Still on Afghanistan, Radhika Coomaraswamy, the Secretary-General’s Special Representative for Children and Armed Conflict, will be visiting Afghanistan from tomorrow until 3 July, at the invitation of the Government.

Her main objective is to inaugurate a Security Council-mandated monitoring and reporting mechanism on grave violations committed against children in armed conflict.

Coomaraswamy will also meet with children affected by conflict, as well as Government officials and religious and tribal leaders.

We also have more on that upstairs.

** Thailand

The UN refugee agency (UNHCR) has written to the Government of Thailand to express concern over the repatriation of 837 Lao Hmong last Sunday, following a protest by thousands of refugees who broke out of a camp run by the Thai Army.

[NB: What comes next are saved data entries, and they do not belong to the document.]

Issue #356, opened 2024-11-27
AttributeError: 'ServiceEventData' object has no attribute 'charged_range'


prvakt:
with latest version of myskoda (`1.11.1`) I got following error

```
Logger: homeassistant
Source: custom_components/myskoda/coordinator.py:171
integration: MySkoda ([documentation](https://github.com/skodaconnect/homeassistant-myskoda/blob/main/README.md), [issues](https://github.com/skodaconnect/homeassistant-myskoda/issues))
First occurred: 12:02:35 PM (1 occurrences)
Last logged: 12:02:35 PM

Error doing job: Task exception was never retrieved (None)
Traceback (most recent call last):
  File "/config/custom_components/myskoda/coordinator.py", line 117, in _on_mqtt_event
    await self._on_charging_event(event)
  File "/config/custom_components/myskoda/coordinator.py", line 171, in _on_charging_event
    if data.charged_range is not None:
       ^^^^^^^^^^^^^^^^^^
AttributeError: 'ServiceEventData' object has no attribute 'charged_range'
```
after receiving service-event
```
2024-11-27 12:02:35.545 DEBUG (MainThread) [myskoda.mqtt] Message (service-event) received for XXXXXXXXXXXXXXXXX on topic charging: b'{"version":1,"traceId":"xxxxxxxx-xxxx-xxxx-xxxx-xxxxxxxxxxxx","timestamp":"2024-11-27T11:02:35Z","producer":"SKODA_MHUB","name":"charging-status-changed","data":{"userId":"xxxxxxxx-xxxx-xxxx-xxxx-xxxxxxxxxxxx","vin":"XXXXXXXXXXXXXXXXX"}}'
```

fursov:
@WebSpider just to clarify: when I mentioned the https://github.com/skodaconnect/myskoda/pull/235, I meant the HA component now needs adaptation, this is not a bug in the library. This now happens because the interface towards library has changed.

fursov:
I must admit that I have not taken care of that myself and also forgot to inform you about potential issue.

WebSpider:
> I must admit that I have not taken care of that myself and also forgot to inform you about potential issue.

Don't worry about it, it's why this piece of software has a big disclaimer :-)

Should you change the interface of the library, next time please just add this in the PR, so we can check accordingly.
As reviewers we also learned to check on interface changes better.

reineo:
[...]

PR #359, opened 2024-11-27
Fix missing field error for charging event

fursov:
This is draft change for #356.

### DIFF
--- a/custom_components/myskoda/coordinator.py
+++ b/custom_components/myskoda/coordinator.py
@@ -21,6 +21,7 @@ from myskoda.event import (
     ServiceEventTopic,
 )
 from myskoda.models.operation_request import OperationName, OperationStatus
+from myskoda.models.service_event import ServiceEventChangeSoc
 from myskoda.models.user import User
 from myskoda.mqtt import EventCharging, EventType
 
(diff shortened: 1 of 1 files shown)


fursov:
Seems this works for the event `charging-status-changed`. My Superb does not fire `change-soc` event, would be nice of this is also tested against that event.

fursov:
@WebSpider there are two options how this fix can be done:
- one is to use isinstance to check which class fires the event (done in the current change)
- two is to use event name to distinguish the data structure
What would you prefer? I slightly incline towards event name, but then the event class is not visible here anymore, we would just implicitly assume the fields in the data...

custom_components/myskoda/coordinator.py
```diff
@@ -168,27 +169,27 @@ async def _on_charging_event(self, event: EventCharging):
...
                 )
-            if data.soc is not None:
                 status.battery.state_of_charge_in_percent = data.soc
-            if data.time_to_finish is not None:
-                status.remaining_time_to_fully_charged_in_minutes = data.time_to_finish
-            if data.state is not None:
+                if data.time_to_finish is not None:
+                    status.remaining_time_to_fully_charged_in_minutes = (
+                        data.time_to_finish
+                    )
```
WebSpider, line 180: Please format this using `match` and `case`, check https://docs.python.org/3/whatsnew/3.10.html#pep-634-structural-pattern-matching

We are python3.10+ (since HA is 3.12 and going to 3.13)

You could try to match the instance type

WebSpider (changes requested):
Thanks for your contribution!

Let's try and keep the classes in place unless it really complicates things. Using classes makes it really clear what type of messages we are passing around.

custom_components/myskoda/coordinator.py
fursov: Done

custom_components/myskoda/coordinator.py
```diff
@@ -168,38 +169,35 @@ async def _on_operation_event(self, event: EventOperation) -> None:
...
 
     async def _on_charging_event(self, event: EventCharging):
-        # TODO @webspider: Refactor with proper classes
         vehicle = self.data.vehicle
-
         data = event.event.data
 
         if vehicle.charging is None or vehicle.charging.status is None:
             await self.update_charging()
         else:
```
WebSpider, line 177: offtopic: I actually don't think this should be an `else` structure. If we don't have charging data, we should populate it and continue. Maybe that fits better in another PR.

custom_components/myskoda/coordinator.py
```diff
@@ -168,38 +169,35 @@ async def _on_operation_event(self, event: EventOperation) -> None:
...
+                    status = vehicle.charging.status
+                    status.battery.remaining_cruising_range_in_meters = (
+                        data.charged_range * 1000
+                    )
+                    status.battery.state_of_charge_in_percent = data.soc
+                    if data.time_to_finish is not None:
+                        status.remaining_time_to_fully_charged_in_minutes = (
+                            data.time_to_finish
+                        )
+                        status.state = data.state
```
WebSpider, line 190: Do we want to set `last_updated` to `timestamp` here?

WebSpider (commented):
Overall a nice bugfix that lays some good groundwork!
One question left, put inline.

custom_components/myskoda/coordinator.py
fursov: Yes, to be handled in #370

prvakt:
tested with my Superb and looks OK.. also #368 work correctly when I used this change ;)

custom_components/myskoda/coordinator.py
fursov: Sorry, could you clarify? I could not find the `last_updated` field anywhere in the repo.

WebSpider: I meant the LastUpdated(MySkodaSensor)

WebSpider (approved):
Lgtm

PR #368, opened 2024-11-29
Improve auxiliary heater to show up on all supported vehicles

prvakt:
Parking heater rewritten to support all scenarious and additionaly also `HVACMode.FAN_ONLY` mode is available if car supports `ACTIVE_VENTILATION`, otherwise only `HVACMode.HEAT`
- Request is created based on available capabilities and is different between PHEV, ICE and can contain following parameters:
--  `startMode` only if both `AUXILIARY_HEATING` and `ACTIVE_VENTILATION` are present (For cars where both heater and ventilation is available)
-- `targetTemperature` only if `AUXILIARY_HEATING_TEMPERATURE_SETTING` or `AIR_CONDITIONING_HEATING_SOURCE_AUXILIARY`  present (PHEV and for example Kodiaq)
-- `durationInSeconds` only if `AUXILIARY_HEATING_TEMPERATURE_SETTING` not present
-- `heaterSource` only for `AIR_CONDITIONING_HEATING_SOURCE_AUXILIARY` (PHEV)

Additionaly a `heater_duration` number entity is created for cars where targetTemperature can't be set (`AUXILIARY_HEATING` present, `AUXILIARY_HEATING_TEMPERATURE_SETTING` missing), So users can set their own value as this can't be set individualy like temperature

Would be great if we can deploy this PR as a alpha/beta version so users can test it first before it gets to the main 

Additionally because of #356, state change is not catched immediately in some cases because of parsing error of another service event


WebSpider:
Awesome contribution 🎉

Question: Do we need any changes in myskoda library or will 0.13.2 work?

custom_components/myskoda/climate.py
```diff
@@ -179,33 +190,116 @@ def __init__(self, coordinator: MySkodaDataUpdateCoordinator, vin: str) -> None:
...
+            ClimateEntityFeature.TURN_ON | ClimateEntityFeature.TURN_OFF
+        )
+
+        if self.vehicle.has_capability(
+            CapabilityId.AUXILIARY_HEATING_TEMPERATURE_SETTING
+        ) or self.vehicle.has_capability(
+            CapabilityId.AIR_CONDITIONING_HEATING_SOURCE_AUXILIARY
+        ):
+            self._attr_supported_features |= ClimateEntityFeature.TARGET_TEMPERATURE
+
```
WebSpider, line 203: Have you tested this? I rolled back changes because defining `_attr_supported_features` didn't work for me in `__init__`

custom_components/myskoda/climate.py
```diff
@@ -260,13 +384,24 @@ async def async_turn_off(self):  # noqa: D102
...
+    def is_supported(self) -> bool:
+        """Return true if any supported capability is present."""
+        if self.vehicle.has_capability(
+            CapabilityId.AUXILIARY_HEATING
+        ) or self.vehicle.has_capability(
+            CapabilityId.AIR_CONDITIONING_HEATING_SOURCE_AUXILIARY
+        ):
+            return True
+        else:
+            return False
```
WebSpider, line 407: This is too complex.

Try:

```python
def is_supported(self) -> bool:
    return self.vehicle.has_capability(CapabilityId.AUXLIARY_HEATING) or self.vehicle.has_capability(CapabilityID.AIR_CONDITIONING_HEATING_SOURCE_AUXILIARY)
```

custom_components/myskoda/number.py
```diff
@@ -87,3 +88,60 @@ def required_capabilities(self) -> list[CapabilityId]:
 
     def forbidden_capabilities(self) -> list[CapabilityId]:
         return [CapabilityId.CHARGING_MQB]
+
+
+class HeaterDuration(MySkodaNumber, RestoreEntity):
```
WebSpider, line 93: Please rename to more specific `AuxiliaryHeaterDuration` across the board

custom_components/myskoda/coordinator.py
```diff
@@ -96,6 +96,7 @@ def __init__(
         self.update_air_conditioning = self._debounce(self._update_air_conditioning)
         self.update_vehicle = self._debounce(self._update_vehicle)
         self.update_positions = self._debounce(self._update_positions)
+        self.duration: float | None = None
```
WebSpider, line 99: Please store this in an appropriate section of `self.data` and update classes accordingly

custom_components/myskoda/climate.py
```diff
@@ -99,6 +100,16 @@ def hvac_action(self) -> HVACAction | None:  # noqa: D102
                 return HVACAction.COOLING
             return HVACAction.OFF
 
+    @property
+    def min_temp(self) -> float:
+        """Return the minimum temperature that can be set."""
+        return 16.0  # Restrict to a minimum of 16°C
```
WebSpider, line 106: On enyaq minimum is 15.5 (after 16.0 is goes to LO, after 29.5 it goes to HI in the app)

custom_components/myskoda/number.py
```diff
@@ -87,3 +88,60 @@ def required_capabilities(self) -> list[CapabilityId]:
...
+            self.coordinator.duration = self._attr_native_value
+
+        # Update HA state to reflect the restored value
+        self.async_write_ha_state()
+
+    def required_capabilities(self) -> list[CapabilityId]:
+        return [CapabilityId.AUXILIARY_HEATING]
+
+    def forbidden_capabilities(self) -> list[CapabilityId]:
+        return [CapabilityId.AUXILIARY_HEATING_TEMPERATURE_SETTING]
```
WebSpider, line 147: So, when `CapabilityId.AUXILIARY_HEATING_TEMPERATURE_SETTING` is present, this entity should not be created?

custom_components/myskoda/translations/en.json
```diff
@@ -121,6 +121,9 @@
         "number": {
             "charge_limit": {
                 "name": "Charge Limit"
+            },
+            "heater_duration": {
+                "name": "Heater Duration"
```
WebSpider, line 126: Please be more specific here as well. I used to think this was enough, only to find out that:

1) Changing a translation key after introduction is troublesome since it becomes part of the entity id
2) Entities will get added that resemble yours

prvakt:
> Awesome contribution 🎉
> 
> Question: Do we need any changes in myskoda library or will 0.13.3 work?

I'm confident to say that heater itself will definitely work with 0.13.3 with all cars (PHEV/ICE).. 
Not sure about the ventilation as there are 2 endpoints for starting the ventilation 
```
api/v2/air-conditioning/{vin}/active-ventilation/start
api/v2/air-conditioning/{vin}/auxiliary-heating/start (with startMode="VENTILATION")
```
my guess is that when you have auxiliary heater, you can use the second method as well which is already implemented so maybe it will work out of box :)

the first one is maybe for cars without auxiliary-heater but not sure if there is such a car available as I did not find a fixture with ACTIVE_VENTILATION without AUXILIARY_HEATER in our fixture directory.. But if there is such a car. Anyway I'm going to implement the first method into myskoda lib later and we can create a separate button for this case (only ventilation) as it doesn't make sense to use climate entity

custom_components/myskoda/climate.py
prvakt: yes, I have tested it and works as expected

So if there is no AUXILIARY_HEATING_TEMPERATURE_SETTING or AIR_CONDITIONING_HEATING_SOURCE_AUXILIARY capability, climate entity will be created without target temperature feature (only on/off)

custom_components/myskoda/number.py
prvakt: yep, Heater Duration entity is created only for cars with AUXILIARY_HEATING but without AUXILIARY_HEATING_TEMPERATURE_SETTING..  Because if second is present, then heater is controlled using target temperature and timer is not present

WebSpider:
> > Question: Do we need any changes in myskoda library or will 0.13.3 work?
> 
> I'm confident to say that heater itself will definitely work with 0.13.3 with all cars (PHEV/ICE).. Not sure about the ventilation as there are 2 endpoints for starting the ventilation
> 
> my guess is that when you have auxiliary heater, you can use the second method as well which is already implemented so maybe it will work out of box :)
> 

Let's try this first then, and see if we need to expand in a follow-up PR.

custom_components/myskoda/coordinator.py
prvakt: created additional config class in self.data so we can store also other stuff if needed in future

prvakt:
fyi we should wait until #359 is finished because at least on PHEV there is always charging event fired before start-auxiliary-heating event, and because of the parsing error, AC state is never updated (just after regular update which can happen quite late depending on polling configuration).

WebSpider:
Please mark this as ready when you feel like we can merge this. Thanks!

custom_components/myskoda/icons.json
WebSpider, line 1: Please sync this file with `main`, there is no need to change tabspacing every PR

WebSpider (changes requested):
Thanks 👍

One minor remark about tabspacing in a json file, otherwise lgtm

custom_components/myskoda/icons.json
prvakt: I don't know what's going on with tabspacing.. Did not changed anything and I'm just following what all translations are using ( 4 spaces per tab ). When merging from main it always shows conflict in en.json...

custom_components/myskoda/climate.py
```diff
@@ -179,33 +190,116 @@ def __init__(self, coordinator: MySkodaDataUpdateCoordinator, vin: str) -> None:
...
+        ):
+            self._attr_supported_features |= ClimateEntityFeature.TARGET_TEMPERATURE
+
+    def _has_any_capability(self, cap: list[CapabilityId]) -> bool:
+        """Check if any capabilities in the list is supported."""
+        return any(self.vehicle.has_capability(capability) for capability in cap)
+
+    def _has_capability(self, cap: list[CapabilityId]) -> bool:
+        """Check if all capabilities in the list are supported."""
+        return all(self.vehicle.has_capability(capability) for capability in cap)
```
dvx76, line 210: nit: these could probably live in the base `MySkodaEntity` class since they could be useful for other entities too - can always move later though

custom_components/myskoda/climate.py
```diff
@@ -179,33 +190,116 @@ def __init__(self, coordinator: MySkodaDataUpdateCoordinator, vin: str) -> None:
...
+            [
+                CapabilityId.AUXILIARY_HEATING_TEMPERATURE_SETTING,
+                CapabilityId.AIR_CONDITIONING_HEATING_SOURCE_AUXILIARY,
+            ]
+        ):
+            if ac := self._air_conditioning():
+                target_temperature = ac.target_temperature
+                if target_temperature is not None:
+                    return target_temperature
+        return None
```
dvx76, line 228: nit: `None` is the default return value when reaching the end of a method - no need to explicitly return it.

(same comment for other methods below)

WebSpider (approved):
Lgtm

custom_components/myskoda/coordinator.py
```diff
@@ -64,10 +64,16 @@ def __init__(
 Operations = OrderedDict[str, EventOperation]
 
 
+@dataclass
+class Config:
+    auxiliary_heater_duration: float | None = None
```
dvx76, line 69: Can you explain how this config works? I can see if unset in `self.data` we'll create a default `Config` object (which will have `auxiliary_heater_duration=None`), but where/how do set `auxiliary_heater_duration` to something else?

custom_components/myskoda/climate.py
```diff
@@ -217,39 +311,72 @@ def target_temperature(self) -> None | float:  # noqa: D102
...
+                        duration_in_seconds=self._duration_in_seconds,
+                        start_mode=AuxiliaryStartMode.VENTILATION,
+                    )
+                    _LOGGER.info("Starting ventilation [%s]", config)
+
+                    await self.coordinator.myskoda.start_auxiliary_heating(
+                        vin=self.vehicle.info.vin, spin=spin, config=config
+                    )
+                else:
+                    _LOGGER.error("Cannot start ventilation: No S-PIN set.")
```
dvx76, line 367: nit: general comment, you can often reduce indentation of a lot of code (making it more readable, with fewer lines getting broken up) by reversing the condition and returning early. Obviously only works if there's no more code to execute further down.

E.g. here

```suggestion
                if spin is None:
                    _LOGGER.error("Cannot start ventilation: No S-PIN set.")
                    return
                if (
                    ac.state != AirConditioningState.OFF
                    and ac.state != AirConditioningState.VENTILATION
                ):
                    _LOGGER.info("%s mode detected, stopping first.", ac.state)
                    await self.coordinator.myskoda.stop_air_conditioning(
                        self.vehicle.info.vin
                    )
                if ac.state == AirConditioningState.VENTILATION:
                    _LOGGER.info("%s already running.", ac.state)
                    return

                config = AuxiliaryConfig(
                    duration_in_seconds=self._duration_in_seconds,
                    start_mode=AuxiliaryStartMode.VENTILATION,
                )
                _LOGGER.info("Starting ventilation [%s]", config)

                await self.coordinator.myskoda.start_auxiliary_heating(
                    vin=self.vehicle.info.vin, spin=spin, config=config
                )
```

dvx76 (commented):
Just minor comments here and I am ok to merge as-is. I only skimmed over the code and to be honest I haven't been following all the aux-heater stuff in detail 😳 .

So if @WebSpider is good with this, I would suggest to merge it and consider my comments as future improvements.

I can try to run this code against my Enyaq to confirm it doesn't affect the climate entity.

Many thanks for all your work on the aux heater stuff. I'm definitely not familiar enough with it and it looks like there are a lot of corner cases and variations to handle.  💯

dvx76:
Found no problem uing the climate entity on Enyaq with this code 👍

custom_components/myskoda/coordinator.py
prvakt: heater duration is used for cars with `AUXILIARY_HEATING` but without `AUXILIARY_HEATING_TEMPERATURE_SETTING`.. Its used to defined for how long the auxiliary heater should be running before its automatically switched off. Because it is not possible to set it via own API method like target temperature I have created own (dummy) NumberEntity sensor which holds a value defined by user. This number is send in `start_auxiliary_heating`.. So the number is set from `AuxiliaryHeaterDuration` class (number.py) and used by `AuxiliaryHeater` (climate.py)

prvakt:
please review again, `async_set_hvac_mode` have been simplified and its more readable now..

WebSpider (approved):
lgtm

UNHCR says the lack of transparency surrounding the repatriation raises doubt about whether the returns were voluntary. The agency is particularly concerned that a group of eight leaders and their families appear to have been deported against their will without any determination of whether they needed international protection. UNHCR is also concerned that families may have been separated in the process.

UNHCR says it stands ready to help both the Lao and Thai Governments.

There is more information also upstairs.

**United Nations Environment Programme

A new initiative on the disposal of computing equipment was launched today at a conference on waste management in Bali, Indonesia. The initiative is part of the Basel Convention on Waste Management administered by the UN Environmental Programme (UNEP).

The Partnership for Action on Computing Equipment will tackle the management of obsolete and used computers and develop technical guidelines for proper repair, refurbishing and recycling.

The conference also adopted a declaration on Waste Management for Human Health and Livelihood. It calls on the World Health Organization to consider a resolution on the improvement of health through safe and environmentally sound waste management.

**Financing for Development

The Secretary-General has decided to appoint Oscar de Rojas of Venezuela, Director of the Financing for Development Office in the Department of Economic and Social Affairs, as the Executive Secretary of the Follow-Up International Conference to Review the Implementation of the Monterrey Consensus, which will be held in Doha, Qatar, from 29 November to 2 December 2008.

The review Conference will assess progress made, reaffirm goals and commitments and share best practices and lessons learned. It will also identify obstacles and constraints that have been encountered, actions and initiatives to overcome them, and important measures for further implementation, as well as new challenges and emerging issues.

This is all I have for you today. Thank you.

**Questions and Answers

Question: It was reported that IAEA [International Atomic Energy Agency] received a secret briefing by a senior Israeli official. Can you confirm if that is the case?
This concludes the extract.